I could also imagine a world that you might decide you no longer want these alerts and are happy that they are sunset with Graphite or that I've missed some equivalent alerts already migrated to alertmanager/prometheus as part of another ticket. I'm no expert but after our sub 3min chat today I thought it would be helpful to try and put in writing some of my thoughts.

@Tarrow, coming back to this epic given priorities. I'd really support your suggestion above being included in here and would be happy to do what I can to support to get the alerts migrated. Do you want to add an objective to the task text? I'd be happy to add a summary of your points as well 😊

@Tarrow, coming back to this epic given priorities. I'd really support your suggestion above being included in here and would be happy to do what I can to support to get the alerts migrated. Do you want to add an objective to the task text? I'd be happy to add a summary of your points as well 😊

In my opinion the alerts are something that the engineering team probably ought to define and own. That's what I was trying to get across in:

I could also imagine a world that you might decide you no longer want these alerts and are happy that they are sunset with Graphite or that I've missed some equivalent alerts already migrated to alertmanager/prometheus as part of another ticket

I was a bit unclear here but in this case "you" === "Wikidata engineers responsible to keeping Wikidata up and functional for users." I think it's quite important that alerts are tied to some tangible action and that action probably needs to be defined by the engineering team. However I'd be surprised if all of the alerts want to now be sunset.

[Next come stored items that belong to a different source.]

Issue #79, opened 2017-02-24
All logs do not get appended


chemistry-sourabh:
Sometimes for some unknown reason logs do not get appended when something goes wrong.

ravisantoshgudimetla:
Example and how to reproduce it would be helpful.

chemistry-sourabh:
Since @naved001 was able to reproduce this, I will describe what I know.

If some exception is raised which is not caught by BMI like RegistrationFailed or IOError, OSError,etc the logs are printed. This is because the logger typically buffers the logs and writes them after a while.

To fix it we must either catch all exceptions in rpc_server (I Don't Like this as we have to catch Exception) or disable buffering for logger, But the exception that caused the crash won't be printed, except in the console. When we make BMI as service the latter will be an issue as typically stdout is redirected to /dev/null for services.

chemistry-sourabh:
@naved001 please describe the exact case.

naved001:
@chemistry-sourabh I reproduced this when I deleted the log file. So a new log file was created but logs weren't being written at all.

chemistry-sourabh:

Totally agree that the alerts should be your all's main responsibility. Was just saying that I'm happy to help if I can :) I do think that the task should be assigned to this epic though and sub tasks can then be attached and assigned to engineers.

Totally agree that the alerts should be your all's main responsibility. Was just saying that I'm happy to help if I can :) I do think that the task should be assigned to this epic though and sub tasks can then be attached and assigned to engineers.

I've made T397146 as a subtask.
I'm not certain if it should be under this task or not; I would leave that up to y'all (Wikidata enginners). I'm very aware the title of this task is about Grafana Metrics and the subtask is about alerts that should probably not remain on grafana at all. Maybe someone has already moved them off and I'm just not aware of it but if not we should probably do something so that the alerts still fire if something breaks.